**What to do**.
Find and copy the lines in the records beneath this task that contain the word "lewtun".

Data extracted from a collection

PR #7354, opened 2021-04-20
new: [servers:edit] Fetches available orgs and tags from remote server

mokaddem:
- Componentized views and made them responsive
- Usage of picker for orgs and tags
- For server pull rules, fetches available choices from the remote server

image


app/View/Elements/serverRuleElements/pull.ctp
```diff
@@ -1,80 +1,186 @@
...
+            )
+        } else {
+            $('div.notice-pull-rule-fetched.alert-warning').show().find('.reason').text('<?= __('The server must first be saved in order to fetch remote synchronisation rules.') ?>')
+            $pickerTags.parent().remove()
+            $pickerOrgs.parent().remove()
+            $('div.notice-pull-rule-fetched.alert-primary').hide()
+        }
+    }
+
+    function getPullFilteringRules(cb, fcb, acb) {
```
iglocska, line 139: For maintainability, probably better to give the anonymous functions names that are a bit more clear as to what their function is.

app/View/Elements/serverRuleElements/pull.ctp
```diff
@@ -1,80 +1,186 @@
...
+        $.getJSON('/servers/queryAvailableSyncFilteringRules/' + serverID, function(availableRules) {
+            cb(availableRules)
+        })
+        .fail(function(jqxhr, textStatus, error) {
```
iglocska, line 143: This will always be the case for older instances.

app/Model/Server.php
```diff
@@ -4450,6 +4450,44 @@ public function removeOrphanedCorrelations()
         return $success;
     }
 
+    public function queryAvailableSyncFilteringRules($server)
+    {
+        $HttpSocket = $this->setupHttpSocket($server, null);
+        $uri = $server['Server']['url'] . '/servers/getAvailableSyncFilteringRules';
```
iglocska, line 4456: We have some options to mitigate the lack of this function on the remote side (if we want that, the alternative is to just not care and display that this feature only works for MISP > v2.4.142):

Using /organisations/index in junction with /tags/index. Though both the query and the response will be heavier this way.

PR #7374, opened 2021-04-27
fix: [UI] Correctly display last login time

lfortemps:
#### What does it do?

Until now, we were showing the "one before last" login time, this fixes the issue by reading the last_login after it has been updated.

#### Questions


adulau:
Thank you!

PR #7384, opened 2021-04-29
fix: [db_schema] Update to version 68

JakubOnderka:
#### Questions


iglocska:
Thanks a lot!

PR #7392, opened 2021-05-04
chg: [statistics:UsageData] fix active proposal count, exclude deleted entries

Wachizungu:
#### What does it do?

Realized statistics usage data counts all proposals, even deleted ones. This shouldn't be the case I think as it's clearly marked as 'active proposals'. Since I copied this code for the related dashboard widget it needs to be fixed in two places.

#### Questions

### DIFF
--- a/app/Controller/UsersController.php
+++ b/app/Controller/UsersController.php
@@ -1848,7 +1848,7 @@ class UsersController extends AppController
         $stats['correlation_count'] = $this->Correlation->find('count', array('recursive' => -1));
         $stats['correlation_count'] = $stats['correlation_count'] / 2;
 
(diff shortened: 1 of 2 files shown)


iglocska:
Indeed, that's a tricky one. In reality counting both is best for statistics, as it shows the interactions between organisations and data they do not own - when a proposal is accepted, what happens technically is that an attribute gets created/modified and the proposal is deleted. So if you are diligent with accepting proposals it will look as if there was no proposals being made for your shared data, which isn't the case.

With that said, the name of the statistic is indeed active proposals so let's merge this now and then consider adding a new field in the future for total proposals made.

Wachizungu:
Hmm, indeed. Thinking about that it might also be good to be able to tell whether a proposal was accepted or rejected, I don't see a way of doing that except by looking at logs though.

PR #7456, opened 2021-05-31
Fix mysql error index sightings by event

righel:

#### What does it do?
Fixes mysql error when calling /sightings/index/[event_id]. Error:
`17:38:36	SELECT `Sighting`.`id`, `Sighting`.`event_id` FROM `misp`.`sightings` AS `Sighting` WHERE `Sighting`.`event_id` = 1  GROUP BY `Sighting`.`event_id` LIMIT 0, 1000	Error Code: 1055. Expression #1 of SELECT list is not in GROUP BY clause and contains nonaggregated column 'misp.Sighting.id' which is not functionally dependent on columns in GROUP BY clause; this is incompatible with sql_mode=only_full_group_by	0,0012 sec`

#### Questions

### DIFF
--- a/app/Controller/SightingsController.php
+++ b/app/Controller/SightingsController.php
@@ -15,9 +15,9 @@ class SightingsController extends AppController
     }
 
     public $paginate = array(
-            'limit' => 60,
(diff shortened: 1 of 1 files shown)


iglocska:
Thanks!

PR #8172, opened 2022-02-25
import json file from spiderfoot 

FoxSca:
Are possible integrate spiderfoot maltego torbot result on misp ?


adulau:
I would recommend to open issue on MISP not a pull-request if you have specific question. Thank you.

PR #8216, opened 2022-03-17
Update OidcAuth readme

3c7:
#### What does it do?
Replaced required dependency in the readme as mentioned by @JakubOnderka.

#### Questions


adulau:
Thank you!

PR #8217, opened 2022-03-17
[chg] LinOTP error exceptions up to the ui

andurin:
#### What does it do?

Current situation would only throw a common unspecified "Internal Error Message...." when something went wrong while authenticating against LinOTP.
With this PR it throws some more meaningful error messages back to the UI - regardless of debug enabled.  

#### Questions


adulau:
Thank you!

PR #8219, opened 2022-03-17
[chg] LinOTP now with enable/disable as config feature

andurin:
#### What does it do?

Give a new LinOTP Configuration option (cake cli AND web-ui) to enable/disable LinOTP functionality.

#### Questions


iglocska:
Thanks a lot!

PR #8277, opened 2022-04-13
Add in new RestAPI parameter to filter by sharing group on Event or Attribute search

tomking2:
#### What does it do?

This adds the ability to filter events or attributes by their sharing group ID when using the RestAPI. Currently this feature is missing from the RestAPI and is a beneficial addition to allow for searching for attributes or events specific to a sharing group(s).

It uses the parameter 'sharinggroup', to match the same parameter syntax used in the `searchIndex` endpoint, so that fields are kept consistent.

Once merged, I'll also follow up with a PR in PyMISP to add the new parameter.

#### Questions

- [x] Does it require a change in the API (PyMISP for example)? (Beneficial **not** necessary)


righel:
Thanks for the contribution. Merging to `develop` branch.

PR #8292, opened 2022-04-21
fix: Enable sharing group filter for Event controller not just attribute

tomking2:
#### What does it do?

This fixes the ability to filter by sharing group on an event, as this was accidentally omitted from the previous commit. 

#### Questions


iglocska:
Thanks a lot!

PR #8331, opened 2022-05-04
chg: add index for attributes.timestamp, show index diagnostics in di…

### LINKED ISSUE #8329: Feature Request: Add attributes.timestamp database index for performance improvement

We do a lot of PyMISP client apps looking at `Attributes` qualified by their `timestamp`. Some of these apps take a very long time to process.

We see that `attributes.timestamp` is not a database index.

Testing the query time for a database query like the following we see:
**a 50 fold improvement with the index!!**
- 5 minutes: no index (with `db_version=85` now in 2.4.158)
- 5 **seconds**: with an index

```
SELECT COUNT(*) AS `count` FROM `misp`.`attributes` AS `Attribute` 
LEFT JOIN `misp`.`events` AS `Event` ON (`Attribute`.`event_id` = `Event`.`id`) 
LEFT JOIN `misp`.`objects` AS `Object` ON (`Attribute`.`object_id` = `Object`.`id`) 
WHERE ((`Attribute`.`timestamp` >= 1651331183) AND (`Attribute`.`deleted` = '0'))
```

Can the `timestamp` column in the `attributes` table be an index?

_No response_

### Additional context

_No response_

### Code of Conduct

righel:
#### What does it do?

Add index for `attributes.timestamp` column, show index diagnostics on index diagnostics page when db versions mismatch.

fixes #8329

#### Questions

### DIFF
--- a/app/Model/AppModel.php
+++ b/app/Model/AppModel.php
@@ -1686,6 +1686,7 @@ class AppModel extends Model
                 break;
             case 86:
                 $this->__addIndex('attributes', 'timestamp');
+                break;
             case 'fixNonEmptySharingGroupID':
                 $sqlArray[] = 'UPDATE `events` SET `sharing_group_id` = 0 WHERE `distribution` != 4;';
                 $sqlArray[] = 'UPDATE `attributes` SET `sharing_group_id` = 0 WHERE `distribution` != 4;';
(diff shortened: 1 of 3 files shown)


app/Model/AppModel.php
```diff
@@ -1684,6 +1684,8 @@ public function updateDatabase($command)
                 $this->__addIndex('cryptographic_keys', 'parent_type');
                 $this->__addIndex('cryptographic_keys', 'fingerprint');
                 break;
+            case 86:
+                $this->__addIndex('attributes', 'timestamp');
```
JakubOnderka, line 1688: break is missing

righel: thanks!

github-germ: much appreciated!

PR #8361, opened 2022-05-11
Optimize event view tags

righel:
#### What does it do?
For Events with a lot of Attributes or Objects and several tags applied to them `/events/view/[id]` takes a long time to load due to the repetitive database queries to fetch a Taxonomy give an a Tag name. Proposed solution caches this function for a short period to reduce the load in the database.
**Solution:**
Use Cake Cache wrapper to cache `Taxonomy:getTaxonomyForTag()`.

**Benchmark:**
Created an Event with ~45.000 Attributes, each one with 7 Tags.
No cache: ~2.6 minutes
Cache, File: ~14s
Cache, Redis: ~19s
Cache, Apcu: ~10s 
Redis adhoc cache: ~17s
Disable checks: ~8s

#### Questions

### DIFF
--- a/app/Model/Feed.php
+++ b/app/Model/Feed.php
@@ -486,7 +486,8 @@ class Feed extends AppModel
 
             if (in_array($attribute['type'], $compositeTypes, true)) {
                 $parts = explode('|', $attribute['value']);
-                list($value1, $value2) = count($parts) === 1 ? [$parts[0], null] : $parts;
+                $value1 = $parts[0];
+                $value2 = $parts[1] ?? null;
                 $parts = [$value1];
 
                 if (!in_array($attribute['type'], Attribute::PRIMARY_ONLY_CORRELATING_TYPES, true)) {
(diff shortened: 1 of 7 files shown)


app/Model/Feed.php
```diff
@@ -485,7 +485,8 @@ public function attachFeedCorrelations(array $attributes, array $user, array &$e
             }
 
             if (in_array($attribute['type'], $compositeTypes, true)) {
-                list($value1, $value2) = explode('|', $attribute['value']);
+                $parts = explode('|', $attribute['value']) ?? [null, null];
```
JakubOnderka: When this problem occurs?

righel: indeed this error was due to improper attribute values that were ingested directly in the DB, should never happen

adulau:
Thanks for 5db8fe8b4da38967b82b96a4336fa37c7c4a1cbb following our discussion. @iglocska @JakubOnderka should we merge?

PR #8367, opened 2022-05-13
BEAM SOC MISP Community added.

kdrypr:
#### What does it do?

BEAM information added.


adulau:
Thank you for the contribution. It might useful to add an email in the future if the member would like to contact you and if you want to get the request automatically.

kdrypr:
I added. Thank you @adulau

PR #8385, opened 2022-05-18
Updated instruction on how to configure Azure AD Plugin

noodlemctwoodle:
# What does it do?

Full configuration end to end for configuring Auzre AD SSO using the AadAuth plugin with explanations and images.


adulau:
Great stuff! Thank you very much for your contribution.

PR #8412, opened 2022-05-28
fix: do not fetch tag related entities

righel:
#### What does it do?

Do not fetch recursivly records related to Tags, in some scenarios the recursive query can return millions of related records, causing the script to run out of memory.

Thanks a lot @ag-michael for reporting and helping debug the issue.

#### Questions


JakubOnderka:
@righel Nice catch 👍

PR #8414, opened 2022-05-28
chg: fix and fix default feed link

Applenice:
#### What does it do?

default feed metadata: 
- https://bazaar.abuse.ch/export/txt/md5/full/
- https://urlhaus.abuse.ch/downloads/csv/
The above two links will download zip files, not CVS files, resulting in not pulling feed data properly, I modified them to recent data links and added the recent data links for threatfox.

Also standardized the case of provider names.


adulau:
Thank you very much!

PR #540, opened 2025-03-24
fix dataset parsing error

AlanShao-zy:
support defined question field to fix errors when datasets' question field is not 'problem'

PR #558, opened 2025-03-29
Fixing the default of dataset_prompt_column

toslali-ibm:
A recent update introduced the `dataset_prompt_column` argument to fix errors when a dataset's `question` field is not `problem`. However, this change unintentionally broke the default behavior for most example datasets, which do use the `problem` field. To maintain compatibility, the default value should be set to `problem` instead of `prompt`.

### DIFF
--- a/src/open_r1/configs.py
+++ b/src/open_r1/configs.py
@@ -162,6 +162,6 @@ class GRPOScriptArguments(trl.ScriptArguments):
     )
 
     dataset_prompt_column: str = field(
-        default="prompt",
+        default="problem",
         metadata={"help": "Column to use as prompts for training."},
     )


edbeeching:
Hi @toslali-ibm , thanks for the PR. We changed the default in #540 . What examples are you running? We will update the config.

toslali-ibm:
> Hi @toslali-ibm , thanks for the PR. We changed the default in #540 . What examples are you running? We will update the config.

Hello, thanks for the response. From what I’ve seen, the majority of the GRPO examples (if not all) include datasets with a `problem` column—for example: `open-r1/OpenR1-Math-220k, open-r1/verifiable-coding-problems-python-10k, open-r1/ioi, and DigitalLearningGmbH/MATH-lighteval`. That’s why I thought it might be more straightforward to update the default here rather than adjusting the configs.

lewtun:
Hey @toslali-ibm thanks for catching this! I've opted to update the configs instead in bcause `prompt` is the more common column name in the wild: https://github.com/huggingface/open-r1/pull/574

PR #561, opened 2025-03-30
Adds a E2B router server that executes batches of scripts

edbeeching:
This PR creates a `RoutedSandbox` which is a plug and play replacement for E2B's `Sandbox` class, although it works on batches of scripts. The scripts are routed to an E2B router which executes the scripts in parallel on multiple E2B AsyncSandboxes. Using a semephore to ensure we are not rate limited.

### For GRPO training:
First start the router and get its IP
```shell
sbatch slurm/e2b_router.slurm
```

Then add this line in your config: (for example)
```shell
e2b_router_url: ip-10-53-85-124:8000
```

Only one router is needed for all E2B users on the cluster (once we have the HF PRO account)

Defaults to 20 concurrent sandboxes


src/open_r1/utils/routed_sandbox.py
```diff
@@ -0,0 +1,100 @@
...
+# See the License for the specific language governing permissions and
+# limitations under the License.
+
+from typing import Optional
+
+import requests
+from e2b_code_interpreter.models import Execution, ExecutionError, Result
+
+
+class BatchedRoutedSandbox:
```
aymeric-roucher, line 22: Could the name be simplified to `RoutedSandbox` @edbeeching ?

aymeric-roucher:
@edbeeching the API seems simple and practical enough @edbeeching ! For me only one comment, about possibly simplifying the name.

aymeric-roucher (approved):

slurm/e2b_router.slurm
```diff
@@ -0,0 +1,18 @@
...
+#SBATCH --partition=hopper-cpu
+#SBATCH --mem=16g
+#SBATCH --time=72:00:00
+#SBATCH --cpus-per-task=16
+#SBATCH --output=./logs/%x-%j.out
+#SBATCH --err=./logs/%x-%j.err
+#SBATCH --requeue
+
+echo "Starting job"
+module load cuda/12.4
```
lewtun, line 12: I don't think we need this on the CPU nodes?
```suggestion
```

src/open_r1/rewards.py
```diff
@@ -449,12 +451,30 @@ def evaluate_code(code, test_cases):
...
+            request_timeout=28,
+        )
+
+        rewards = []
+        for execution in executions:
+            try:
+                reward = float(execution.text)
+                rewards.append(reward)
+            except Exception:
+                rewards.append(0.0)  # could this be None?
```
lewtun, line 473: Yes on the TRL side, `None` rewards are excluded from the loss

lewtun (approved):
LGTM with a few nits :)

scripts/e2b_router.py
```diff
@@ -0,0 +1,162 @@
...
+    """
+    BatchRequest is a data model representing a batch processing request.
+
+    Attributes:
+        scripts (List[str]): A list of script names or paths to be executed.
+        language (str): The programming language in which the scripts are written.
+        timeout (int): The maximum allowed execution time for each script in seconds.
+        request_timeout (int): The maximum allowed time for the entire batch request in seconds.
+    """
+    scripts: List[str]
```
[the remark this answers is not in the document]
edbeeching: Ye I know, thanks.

**Written response**.
lewtun:
lewtun, line 12: I don't think we need this on the CPU nodes?
lewtun, line 473: Yes on the TRL side, `None` rewards are excluded from the loss
lewtun (approved):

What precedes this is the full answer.